» Exercise description
Would you quote the material below from its first line through the line containing "yeh me neither, but", exactly and with both ends included?

» Records supplied
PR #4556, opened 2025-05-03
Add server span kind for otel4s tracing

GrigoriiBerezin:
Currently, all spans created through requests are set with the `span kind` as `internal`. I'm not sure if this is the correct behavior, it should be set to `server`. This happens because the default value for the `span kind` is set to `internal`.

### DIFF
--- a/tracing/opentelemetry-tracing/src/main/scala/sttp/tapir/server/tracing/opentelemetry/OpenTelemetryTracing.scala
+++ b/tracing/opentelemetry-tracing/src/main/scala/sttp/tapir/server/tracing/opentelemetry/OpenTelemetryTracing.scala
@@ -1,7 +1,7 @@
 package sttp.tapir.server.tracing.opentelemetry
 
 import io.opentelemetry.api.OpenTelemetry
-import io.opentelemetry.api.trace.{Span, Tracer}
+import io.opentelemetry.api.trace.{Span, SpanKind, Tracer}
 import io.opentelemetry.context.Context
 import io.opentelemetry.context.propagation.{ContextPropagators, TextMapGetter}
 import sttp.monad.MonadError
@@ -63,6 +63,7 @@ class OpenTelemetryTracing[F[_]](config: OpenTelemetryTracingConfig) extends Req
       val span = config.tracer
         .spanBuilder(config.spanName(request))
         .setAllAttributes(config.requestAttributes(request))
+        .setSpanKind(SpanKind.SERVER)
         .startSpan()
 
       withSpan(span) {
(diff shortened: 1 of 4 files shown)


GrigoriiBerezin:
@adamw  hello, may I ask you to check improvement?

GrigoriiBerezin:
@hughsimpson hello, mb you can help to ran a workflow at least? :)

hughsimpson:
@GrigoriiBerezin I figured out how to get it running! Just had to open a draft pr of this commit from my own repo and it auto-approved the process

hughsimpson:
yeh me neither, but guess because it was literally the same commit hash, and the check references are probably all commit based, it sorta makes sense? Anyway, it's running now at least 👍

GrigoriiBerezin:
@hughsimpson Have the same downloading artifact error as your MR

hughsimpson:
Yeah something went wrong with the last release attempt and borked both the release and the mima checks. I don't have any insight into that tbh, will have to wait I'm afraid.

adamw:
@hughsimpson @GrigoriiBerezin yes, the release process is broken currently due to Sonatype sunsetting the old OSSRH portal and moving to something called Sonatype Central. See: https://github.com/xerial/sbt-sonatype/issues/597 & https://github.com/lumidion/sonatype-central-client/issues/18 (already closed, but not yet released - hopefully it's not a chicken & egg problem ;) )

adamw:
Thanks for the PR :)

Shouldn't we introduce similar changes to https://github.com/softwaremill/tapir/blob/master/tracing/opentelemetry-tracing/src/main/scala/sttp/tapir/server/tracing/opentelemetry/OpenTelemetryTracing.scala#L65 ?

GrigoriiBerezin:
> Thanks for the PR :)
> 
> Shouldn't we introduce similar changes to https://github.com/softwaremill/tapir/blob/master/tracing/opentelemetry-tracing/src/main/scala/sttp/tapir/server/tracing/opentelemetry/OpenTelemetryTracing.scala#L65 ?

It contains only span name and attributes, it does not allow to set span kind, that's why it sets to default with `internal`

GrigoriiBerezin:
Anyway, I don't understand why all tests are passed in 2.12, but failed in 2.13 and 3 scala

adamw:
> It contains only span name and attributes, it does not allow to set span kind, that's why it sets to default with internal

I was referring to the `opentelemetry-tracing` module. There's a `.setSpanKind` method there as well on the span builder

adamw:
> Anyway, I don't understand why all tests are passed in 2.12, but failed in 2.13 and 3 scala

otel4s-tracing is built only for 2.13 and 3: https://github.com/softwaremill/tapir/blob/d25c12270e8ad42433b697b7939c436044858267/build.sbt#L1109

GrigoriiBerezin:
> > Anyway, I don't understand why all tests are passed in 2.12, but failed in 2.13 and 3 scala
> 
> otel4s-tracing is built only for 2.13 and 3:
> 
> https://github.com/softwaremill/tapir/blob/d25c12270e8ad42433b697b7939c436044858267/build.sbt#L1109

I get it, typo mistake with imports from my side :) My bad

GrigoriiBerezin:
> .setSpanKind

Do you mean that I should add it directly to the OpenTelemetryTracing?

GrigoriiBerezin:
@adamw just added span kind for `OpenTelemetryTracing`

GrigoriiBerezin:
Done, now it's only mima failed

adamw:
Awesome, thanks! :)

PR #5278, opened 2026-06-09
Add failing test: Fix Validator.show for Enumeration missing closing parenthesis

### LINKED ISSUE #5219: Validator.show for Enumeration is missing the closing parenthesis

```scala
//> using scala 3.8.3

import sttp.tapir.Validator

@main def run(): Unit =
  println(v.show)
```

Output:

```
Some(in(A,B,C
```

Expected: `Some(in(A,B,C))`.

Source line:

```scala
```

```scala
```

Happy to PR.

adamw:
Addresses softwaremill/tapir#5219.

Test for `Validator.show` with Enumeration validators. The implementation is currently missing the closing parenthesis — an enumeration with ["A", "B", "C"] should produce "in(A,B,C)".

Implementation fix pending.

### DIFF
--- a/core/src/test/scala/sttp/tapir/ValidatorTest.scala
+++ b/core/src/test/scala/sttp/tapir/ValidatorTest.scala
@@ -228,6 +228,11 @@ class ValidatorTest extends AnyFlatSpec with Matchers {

» Solution
PR #4556, opened 2025-05-03
Add server span kind for otel4s tracing

GrigoriiBerezin:
Currently, all spans created through requests are set with the `span kind` as `internal`. I'm not sure if this is the correct behavior, it should be set to `server`. This happens because the default value for the `span kind` is set to `internal`.

### DIFF
--- a/tracing/opentelemetry-tracing/src/main/scala/sttp/tapir/server/tracing/opentelemetry/OpenTelemetryTracing.scala
+++ b/tracing/opentelemetry-tracing/src/main/scala/sttp/tapir/server/tracing/opentelemetry/OpenTelemetryTracing.scala
@@ -1,7 +1,7 @@
 package sttp.tapir.server.tracing.opentelemetry
 
 import io.opentelemetry.api.OpenTelemetry
-import io.opentelemetry.api.trace.{Span, Tracer}
+import io.opentelemetry.api.trace.{Span, SpanKind, Tracer}
 import io.opentelemetry.context.Context
 import io.opentelemetry.context.propagation.{ContextPropagators, TextMapGetter}
 import sttp.monad.MonadError
@@ -63,6 +63,7 @@ class OpenTelemetryTracing[F[_]](config: OpenTelemetryTracingConfig) extends Req
       val span = config.tracer
         .spanBuilder(config.spanName(request))
         .setAllAttributes(config.requestAttributes(request))
+        .setSpanKind(SpanKind.SERVER)
         .startSpan()
 
       withSpan(span) {
(diff shortened: 1 of 4 files shown)


GrigoriiBerezin:
@adamw  hello, may I ask you to check improvement?

GrigoriiBerezin:
@hughsimpson hello, mb you can help to ran a workflow at least? :)

hughsimpson:
@GrigoriiBerezin I figured out how to get it running! Just had to open a draft pr of this commit from my own repo and it auto-approved the process

hughsimpson:
yeh me neither, but guess because it was literally the same commit hash, and the check references are probably all commit based, it sorta makes sense? Anyway, it's running now at least 👍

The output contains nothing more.